4.5. A morte declarada do autor em Foucault

4.5.1. Sobre os discursos fundadores

Ainda que concordemos com a conhecida afirmação de Bakhtin de que apenas o Adão mítico, ao “fundar” o mundo com sua primeira palavra, escapara da orientação dialógica do discurso, é preciso reconhecermos que há, no decorrer da história da humanidade, a produção de discursos que inspiram centenas de outros (tenham estes últimos o papel de refutar ou de ratificar aqueles). Assim, todas as ciências têm seus “pais” e também teóricos que dividem as suas histórias em períodos que antecedem os seus discursos e os que os sucedem. Estes são, por Foulcault, nomeados de “fundadores da discursividade”. A sua função de autores vai além de suas obras:

Estes autores têm isto de particular: não são apenas os autores das suas obras, dos seus livros. Produziram alguma coisa mais: a possibilidade e a regra de formação de outros textos. (...) eles estabeleceram uma possibilidade indefinida de discursos. (FOUCAULT, 1992, p. 58)

Isso se dá, entretanto, de forma diferente nos romances. Quando Bakhtin, por exemplo, afirmou, em sua obra Problemas da Poética de Dostoiévski que esse autor rompeu, no século XIX, com a tradição monofônica característica do romance

europeu de então, ele identificou categorias dialógicas nas relações entre o autor e o herói que eram recorrentes em suas obras, o que constituía algo inovador. No romance, em outros termos, é o estabelecimento de determinadas estruturas que, ao serem fundadas por um autor, inauguram um gênero e podem ser utilizadas (e até perpetuadas) por outros autores. Por outro lado, quando Bakhtin, já na década de vinte – momento no qual os estudiosos da linguagem limitavam suas análises à frase -, tratava não somente do enunciado, mas também da enunciação e da interação entre os sujeitos, ele, atuando enquanto “instaurador da discursividade”, abriu a possibilidade para a existência de uma infinidade de discursos outros que, seguindo o seu, não se limitam à lingüística stricto sensu. No segmento abaixo, que é um trecho da tese de doutorado em Arquitetura, a autora (ainda que aborde questões totalmente distintas da problemática da autoria), aponta as instâncias que fundaram os discursos os quais ela (e o teórico que embasa o seu texto) retoma em sua própria produção, fazendo a distinção entre o discurso fundador e o discurso modificado, esse último representado por Habermas e pelas vanguardas artísticas e literárias, como se verá a seguir:

(37) Habermas (1990) apresenta duas linhas de argumentação para a modernidade: a primeira, como conceito epocal, significando “novos tempos” e “tempos modernos”, tendo por referência textos de Hegel e as expressões “moderno” e “modernização” ficam como conceitos subjacentes. A segunda,

como significado estético, a partir da compreensão do modernismo elaborado pelas vanguardas artísticas e literárias.

(Grifo nosso)

Foucault traz Freud e seus estudos para ilustrar essa questão: “Dizer que Freud fundou a Psicanálise (...) quer dizer que ele tornou possível um certo número de

diferenças relativamente aos seus textos, aos seus conceitos, às suas hipóteses que relevam o próprio discurso da Psicanálise”. (op. cit., p. 60)

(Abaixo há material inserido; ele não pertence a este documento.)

PR #3033, opened 2023-05-14
feat(repository): Support Azure storage class for AZ blobs

lesaugues:
As this feature was already present for S3, I want to add the support of storage classes for Azure. 
These modifications with the right `.storageconfig` file, allow the insertion of a blob type into a specific storage class within an Azure storage account.
As a beginner, I followed the same logic as the work that was done for S3.


jkowalski:
This is looking good overall, I have 2 requests:

* can you add a test specifically for this new behavior?
* we're using very old Azure client, which could not be upgraded to the latest one automatically because of breaking changes, since you're touching the code, would you mind also doing the upgrade?

vkamra:
> * we're using very old Azure client, which could not be upgraded to the latest one automatically because of breaking changes, since you're touching the code, would you mind also doing the upgrade?

@jkowalski @lesaugues - I have the upgrade in-progress (#3056 ) . Once I have it tested will update the PR.

jkowalski:
@lesaugues this has now been merged, please rebase.

Gui13:
Up!

PR #3034, opened 2023-05-15
feat(snapshots): added support for reading from named pipes

acul009:
Hi,

this is just 2 lines, which makes kopia read named pipes like files. I'd like to use that for streaming multiple database dumps in the same snapshot, so the backup is atomic.


fs/localfs/local_fs.go
```diff
@@ -356,6 +356,7 @@ func Directory(path string) (fs.Directory, error) {
 func entryFromDirEntry(fi os.FileInfo, prefix string) fs.Entry {
 	isplaceholder := strings.HasSuffix(fi.Name(), ShallowEntrySuffix)
 	maskedmode := fi.Mode() & os.ModeType
+	readNamedEnv := os.Getenv("KOPIA_SNAPSHOT_NAMED_PIPES")
```
jkowalski, line 359: this function is called in a tight loop, reading from environment has non-trivial cost and should be avoided in such a place.

acul009: Thanks for reviewing :)

I‘ll update the PR to cache the value.

acul009: I moved the variable outside the function. This should fix the performance issues.

Issue #3035, opened 2023-05-15
SFTP blob creation fails with "Operation unsupported" on initial setup


DButter:
When I try to create the initial backup blob it fails with the following error message

> Connect Error: INTERNAL: internal server error: connect error: unable to write blobcfg blob: PutBlob() failed for “kopia.blobcfg”: unable to complete PutBlob(kopia.blobcfg) despite 10 retries: unexpected error renaming file on SFTP: sftp: “Operation unsupported” (SSH_FX_OP_UNSUPPORTED)

i assume this happens because of this piece of code:

`err = sftpClientFromConnection(conn).PosixRename(tempFile, fullPath)`

[this is the file](https://github.com/kopia/kopia/blob/f9de453efc198b6e993af8922f953a7e5322dc5f/repo/blob/sftp/sftp_storage.go#L212)

my sftp provider writes in his documentation:

> Common commands to create, read, update, and delete, files and directories are supported.

> Directory rename operations, append operations, changing ownerships, permissions and timestamps, and use of symbolic and hard links are currently not supported.

tbh I'm not to sure how to work around this issue atm

DButter:
changed to satisfy linting, unfortunately i cant create a branch as i dont have the necessary permissions

```
		_, err = sftpClientFromConnection(conn).Stat(fullPath)
		if err != nil {
			if !isNotExist(err) {
				return errors.Wrap(err, "can't check if old backup folder exists")
			}
			log(ctx).Infof("no old backup folder exists: %v", err)
		} else {
			if err = sftpClientFromConnection(conn).Remove(fullPath); err != nil {
				return errors.Wrap(err, "can't remove leftover backup path file")
			}
		}

		err = sftpClientFromConnection(conn).Rename(tempFile, fullPath)
		if err != nil {
			if removeErr := sftpClientFromConnection(conn).Remove(tempFile); removeErr != nil {
				log(ctx).Warnf("can't remove temp file: %v", removeErr)
			}

			return errors.Wrap(err, "unexpected error renaming file on SFTP")
		}
```

PR #3040, opened 2023-05-22
Fix: SFTP blob creation fails with "Operation unsupported" on initial setup #3035

DButter:
This pull request is a fix to the following issue:

https://github.com/kopia/kopia/issues/3035

basically kopia fails if the ftp backend doesnt support the posix rename extention, a simple remove&&rename will fullfill the same purpose but won't cause this issue

### DIFF
--- a/repo/blob/sftp/sftp_storage.go
+++ b/repo/blob/sftp/sftp_storage.go
@@ -209,7 +209,19 @@ func (s *sftpImpl) PutBlobInPath(ctx context.Context, dirPath, fullPath string, 
 			return errors.Wrap(err, "can't close temporary file")
 		}
 
-		err = sftpClientFromConnection(conn).PosixRename(tempFile, fullPath)
+		_, err = sftpClientFromConnection(conn).Stat(fullPath)
+		if err != nil {
+			if !isNotExist(err) {
+				return errors.Wrap(err, "can't check if old backup folder exists")
+			}
+			log(ctx).Infof("no old backup folder exists: %v", err)
+		} else {
+			if err = sftpClientFromConnection(conn).Remove(fullPath); err != nil {
+				return errors.Wrap(err, "can't remove leftover backup path file")
+			}
+		}
+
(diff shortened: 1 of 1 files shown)


repo/blob/sftp/sftp_storage.go
```diff
@@ -209,7 +209,19 @@ func (s *sftpImpl) PutBlobInPath(ctx context.Context, dirPath, fullPath string,
 			return errors.Wrap(err, "can't close temporary file")
 		}
 
-		err = sftpClientFromConnection(conn).PosixRename(tempFile, fullPath)
```
jkowalski, line 212: Can we do this as a fallback instead of a regular code path?

Basically we're changing 1 request to the server (posix rename) for 2-3 (stat/remove/rename) which will increase overall latency.  When we discover that server does not support posix rename we can execute slower path and not even attempt posix rename in the future.

BTW. This is also technically incorrect, since if the program were to fail at the worst possible moment, which is after removing the `fullPath`, nobody will execute `rename`, but it probably does not matter that much since Kopia never really rewrites data blobs in place.

jkowalski:
sorry about late response, this is very promising.

repo/blob/sftp/sftp_storage.go
DButter: > Can we do this as a fallback instead of a regular code path?

yup, makes sense to me, I'll need to research if there is a way to check the methods availability first, I'd rather not default to it on every error.

maybe this https://pkg.go.dev/github.com/pkg/sftp#Client.HasExtension would already be enough

> BTW. This is also technically incorrect, since if the program were to fail at the worst possible moment, which is after removing the fullPath, nobody will execute rename, but it probably does not matter that much since Kopia never really rewrites data blobs in place.

true, but there is no alternative standard way to emulate this exact behavior

DButter:
@jkowalski I think I've resolved the issue, it will now only use multiple operations as a fallback, is there anything else i need to do?

TheFitzZZ:
is there anything that can be done to make this happen?

PR #3041, opened 2023-05-24
feat(cli): add --override-source parameter to allow overriding source when snapshotting

### LINKED ISSUE #1530: spoof snapshot create source
As discussed in the forum thread raising a feature request issue for the same.
https://kopia.discourse.group/t/spoof-snapshot-create-source/748?u=saviodsouza

Brief info:
Kopia needs a  --set-source= parameter for kopia snapshot create to spoof snapshot create.
`kopia snapshot create /home/admin --set-source /home/user`
The above comand should backup /home/admin but record source as /home/user in the repository.

Thank you 😊

mschuwalow:
Resolves #1530


cli/command_snapshot_create.go
```diff
@@ -69,6 +70,7 @@ func (c *commandSnapshotCreate) setup(svc appServices, parent commandParent) {
 	cmd.Flag("tags", "Tags applied on the snapshot. Must be provided in the <key>:<value> format.").StringsVar(&c.snapshotCreateTags)
 	cmd.Flag("pin", "Create a pinned snapshot that's will not expire automatically").StringsVar(&c.pins)
 	cmd.Flag("flush-per-source", "Flush writes at the end of each source").Hidden().BoolVar(&c.flushPerSource)
+	pathVar(cmd.Flag("snapshot-path", "Directory or file that should be snapshot instead of source."), &c.snapshotPath)
```
mschuwalow, line 73: Decided to go this way instead of allowing to override the source that will be stored in the repo for more consistency with --stdin-file

cli/command_snapshot_create.go
```diff
@@ -91,17 +93,18 @@ func (c *commandSnapshotCreate) run(ctx context.Context, rep repo.RepositoryWrit
 		return errors.Wrap(err, "error upgrading repository")
 	}
 
-	if c.snapshotCreateAll {
+	switch {
+	case len(sources) == 0 && c.snapshotCreateAll:
```
mschuwalow, line 97: I can get rid of these new validations, just seemed like we have a few combinations of parameters that result in very unintuitive executions

cli/command_snapshot_create.go
mschuwalow: An interesting alternative would be to provide a --set-source flag as suggested in the issue originally that bypasses path validation to some degree.
One usecase I would see for this is that it would allow to create snapshots of a windows path from a unix system and the other way around. Disadvantage here is that we need to decide what exactly a valid path is for us and get rid of all the platform specific path handling for sourceinfo.

wdyt?

tests/end_to_end_test/snapshot_create_test.go
```diff
@@ -728,3 +729,39 @@ func TestSnapshotCreateAllFlushPerSource(t *testing.T) {
...
+	require.Equal(t, si[0].User, "bar")
+	require.Equal(t, si[0].Host, "bar")
+	require.Equal(t, si[0].Path, "/foo/bar")
+
+	require.Equal(t, si[1].User, "bar")
+	require.Equal(t, si[1].Host, "bar")
+	require.Equal(t, si[1].Path, "C:\\foo\\baz")
+
+	require.Equal(t, si[2].User, "foo")
+	require.Equal(t, si[2].Host, "foo")
```
jkowalski, line 760: please also make sure the snapshots are set to `manual`

cli/command_snapshot_create.go
```diff
@@ -69,6 +70,7 @@ func (c *commandSnapshotCreate) setup(svc appServices, parent commandParent) {
 	cmd.Flag("tags", "Tags applied on the snapshot. Must be provided in the <key>:<value> format.").StringsVar(&c.snapshotCreateTags)
 	cmd.Flag("pin", "Create a pinned snapshot that's will not expire automatically").StringsVar(&c.pins)
 	cmd.Flag("flush-per-source", "Flush writes at the end of each source").Hidden().BoolVar(&c.flushPerSource)
+	cmd.Flag("set-source", "Override the source of the snapshot.").StringVar(&c.sourceOverride)
```
jkowalski, line 73: Perhaps `override-source` ?

julio-lopez: This may be confusing since _"source"_ has a specific meaning in kopia, a snapshot source is the triplet `{host, user, path}`

Given that the intend here is to override the path, perhaps this should be `override-source-path` or `override-path`.

mschuwalow: Right now it allows overriding all three parts of the triplet (using the same logic to determine what you mean as list-snapshots, etc.)
https://github.com/kopia/kopia/pull/3041/files#diff-30637363ab70c6f1f34641e0e058998b680960f18a89107285161e3d479f04b6R745

cli/command_snapshot_create.go
```diff
@@ -470,3 +447,62 @@ func shouldSnapshotSource(ctx context.Context, src snapshot.SourceInfo, rep repo
...
+		sourceInfo, err = parseFullSource(c.sourceOverride, rep)
+
+		if err != nil {
+			return nil, sourceInfo, false, errors.Wrapf(err, "invalid source override %v", c.sourceOverride)
+		}
+
+		setManual = true
+	} else {
+		sourceInfo = snapshot.SourceInfo{
+			Path:     dir,
```
julio-lopez, line 475: Should this be the following ?
```suggestion
			Path:     filepath.Clean(absDir),
```

cli/command_snapshot_create.go
```diff
@@ -470,3 +447,62 @@ func shouldSnapshotSource(ctx context.Context, src snapshot.SourceInfo, rep repo
...
+		err        error
+	)
+
+	absDir, err = filepath.Abs(dir)
+	if err != nil {
+		return nil, sourceInfo, false, errors.Wrapf(err, "invalid source %v", dir)
+	}
+
+	if c.sourceOverride != "" {
+		sourceInfo, err = parseFullSource(c.sourceOverride, rep)
```
julio-lopez, line 466: nit: change the function parameter to only require either `rep.ClientOptions` or `hostname, username string`

cli/command_snapshot_create.go
julio-lopez: Got it. When I skimmed over the PR, I incorrectly assumed it was only overriding the `path`.

julio-lopez (approved):
merge & iterate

Foucault estabelece, nesse ínterim, a diferença entre instauração da discursividade o que denomina de fundação de cientificidade – muito embora ele próprio reconheça que nem sempre é fácil estabelecer tal distinção e que essas duas instâncias não são incompatíveis. No segundo caso, o ato que funciona como ponto de partida para a existência de uma determinada ciência estará, ainda que assumindo diferentes formas, presente nas transformações sofridas por ela. No primeiro caso, as obras dos autores não são o ponto de partida das ciências, mas há uma relação de heterogeneidade entre o ato de instauração da discursividade e as transformações que lhe sucedem, que nada mais são do que possibilidades de aplicação daquele:

(...) diferentemente da fundação de uma ciência, a instauração da discursividade não faz parte das transformações ulteriores (...) a obra destes instauradores não se situa em relação à ciência e no espaço que ela desenha; mas é a ciência ou a discursividade que se relaciona com a obra deles e a toma como primeira coordenada. (op. cit., p. 62-63)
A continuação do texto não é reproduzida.